Extreme Ireland - Cliffs Of Moher
Activity Type: Coachtour, Sightseeing
Opening Hours: Monday to Sunday
Arrival Time: tours depart 6:50am (Pick-up time), arrival 15min prior to departure, Drop Off 7:00pm (Approx)
Departure Location: Old Stone Church, Suffolk St.
Minimum required: 5 people
Languages Available: English
We head out to the west of Ireland, where you will see the Irish countryside with its rolling hills and
green pastures, also passing by the famous Curragh in County Kildare, where horse racing is king.
As we drive through the midlands, keep an eye out for tower houses /castles , built by the Irish
gentry and Normans alike, serving as cold and damp places of refuge in times of uncertainty. Also
notice the lay of the land and see how it changes as you travel across the country. The further west
you go, the wilder it gets. The eastern counties have green and grassy fields, and the midlands
become rougher and boggier the more west you go. You will be leaving behind the good arable land
where the sheep and cattle roam, trading it for the diverse, harsh landscapes of the east.
First we will arrive at the spectacular Cliffs of Moher. The Cliffs of Moher are 200 meter high, 8
kilometre long ridge of cliffs jutting out into the ocean. Spend your time wandering along the cliff
edge, while looking over to the Gaelic speaking islands of Aran. Keep an eye out for an array of
birdlife. There are fulmars, guillemots, kitty hawks, and the beautiful puffin that inhabit these cliffs in
early summer. The adjacent interpretive centre explores different elements of the mighty Cliffs, as
well as ocean, rock, nature, and man. The virtual reality cliff face adventure movie called “the Ledge
Experience” is not to be missed.
Lunch is available in the village of Doolin which is famous for its traditional music.
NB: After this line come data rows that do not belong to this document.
PR #1380, opened 2025-04-17
fix: early payload validation and incorrect payload update

bobeal:
- validate attributes payload before any DB operation
- fix a bug when updating an entity payload to modify the types

### DIFF
--- a/search-service/src/main/kotlin/com/egm/stellio/search/entity/service/EntityService.kt
+++ b/search-service/src/main/kotlin/com/egm/stellio/search/entity/service/EntityService.kt
@@ -8,6 +8,7 @@ import arrow.core.raise.either
 import arrow.core.right
 import arrow.core.toOption
 import com.egm.stellio.search.authorization.service.AuthorizationService
+import com.egm.stellio.search.common.util.deserializeAsMap
 import com.egm.stellio.search.common.util.deserializeExpandedPayload
 import com.egm.stellio.search.common.util.execute
 import com.egm.stellio.search.common.util.oneToResult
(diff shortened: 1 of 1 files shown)


search-service/src/main/kotlin/com/egm/stellio/search/entity/service/EntityService.kt
```diff
@@ -206,6 +208,12 @@ class EntityService(
                 currentAttributeName == newAttributeName && currentDatasetId == newDatasetId
             }
         }
+        val attributesToCreateOrUpdate = newEntityAttributes
+            .map { (attributeName, _, expandedAttributeInstance) ->
+                val expandedAttributes = mapOf(attributeName to listOf(expandedAttributeInstance))
+                val ngsiLdAttributes = expandedAttributes.toNgsiLdAttributes().bind()
+                Pair(expandedAttributes, ngsiLdAttributes)
```
thomasBousselin, line 215: kotlin notation : `expandedAttributes to ngsiLdAttributes`

thomasBousselin (commented):
This should be taken care of by the @Transactionnal The best way to fix this would be to make it trigger when returning a Either.left. (I don't know if it is possible)

search-service/src/main/kotlin/com/egm/stellio/search/entity/service/EntityService.kt
```diff
@@ -161,12 +162,13 @@ class EntityService(
                 .filter { it.first != JSONLD_ID }
                 .partition { JSONLD_EXPANDED_ENTITY_SPECIFIC_MEMBERS.contains(it.first) }
         val mergedAt = ngsiLdDateTime()
+        val ngsiLdAttributes = otherAttrs.toMap().toNgsiLdAttributes().bind()
```
ranim-n, line 165: why did you add this variable?

bobeal:
> This should be taken care of by the @Transactionnal The best way to fix this would be to make it trigger when returning a Either.left. (I don't know if it is possible)

And most of the time, this is not what we want. For instance, in the sample described in the issue, it should return a 207 saying:
- success for `type` and `isEnabled`
- error for `datasetId` and `object`

Now that I think about it, I should probably restrict the PR to just fix the update of the entity payload when updating the types. The atomicity of attributes updates will be a bigger refactoring to handle in another PR...

search-service/src/main/kotlin/com/egm/stellio/search/entity/service/EntityService.kt
bobeal: to have an early validation of the received payload. maybe not so a great idea: https://github.com/stellio-hub/stellio-context-broker/pull/1380#issuecomment-2812174466

PR #1404, opened 2025-05-29
feat(subscription): add `triggerReason` in notifications

bobeal:


ranim-n (approved):

subscription-service/src/main/kotlin/com/egm/stellio/subscription/job/TimeIntervalNotificationJob.kt
```diff
@@ -66,6 +67,8 @@ class TimeIntervalNotificationJob(
     ): Triple<Subscription, Notification, Boolean> =
         notificationService.callSubscriber(
             subscription,
+            // recurring subscriptions do not really apply to notification triggers, take the 1st as a default
```
thomasBousselin, line 70: It do not apply at all(since timeInterval and watchedAttributes are mutually exclusive).
So it is strange to send a random reason.
 Maybe  add a new NotificationTrigger reason for periodic Subscriptions.

thomasBousselin (commented):
I would still prefer to have an update from the specification on this.

PR #1414, opened 2025-06-23
refactor: use DataTypes for subscriptions

bobeal:
- fix a bug in DataTypes.toFinalRepresentation where first let was actually not applied
- more SQL related functions in ParsingUtils to DBConversionUtils
- remove direct uses of DataType.mapper (internal object)
- remove some useless functions to serialize / deserialize in ParsingUtils


ranim-n (approved):

thomasBousselin (approved):
Permission are also a DataTypess o i will have to update my PR accordingly.

Very nice. We could go even further with this. By creating a DataTypes interface that provide the serialize out of the box. But need a compact function. (maybe later)

PR #583, opened 2015-08-13
Add optional remote arg to fetch & pull, and default to tracking remote

sinbad:
The first arg to fetch & pull is now a remote. In addition, the default remote if you don't specify is now the tracking remote as in `git pull` if it exists, and origin if that's not set. This makes it more consistent with the underlying git workflow especially in triangular fork setups.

Walking on wild remote limestone features in the Burren, you will be surprised to find it to be home
to a vast array of flora, including Arctic and Alpine flowers that surprisingly grow alongside
Mediterranean species- all thanks to the heat absorbing limestone, ecological farming practices, and
the last ice age. The dry stone walls, on the one side, and the wild Atlantic Ocean on the other,will
leave you with a lasting impression of this rugged but fertile coastline.
Corcomroe Abbey is a 12th century Cistercian monastery, now in ruin, romantically set in a valley
surrounded by farmland. The abbey is noted for its detailed carvings and other rich ornamentation.
It is said that the local king - an O’ Brian -who commissioned the building, executed the five masons
who completed the abbey to prevent them from constructing a rival masterpiece elsewhere.
Next we visit the quaint village of Kinvara on Galway Bay, which is a seaside village with a
fisherman’s harbour that hosts Galway Hooker boats with their signature red sails. The Hookers once
were used to transport turf around the west coast. If you look across the bay you can spot Dunguaire
Castle (once home to the poet and writer Oliver Saint John Gogarty) beautifully nestled on its own
tiny headland surrounded by water.
Finishing our full circle tour back to Dublin, we will then go past Clarinbridge, home of the oyster,
before a bit of a drive to arrive back in Dublin in time for dinner.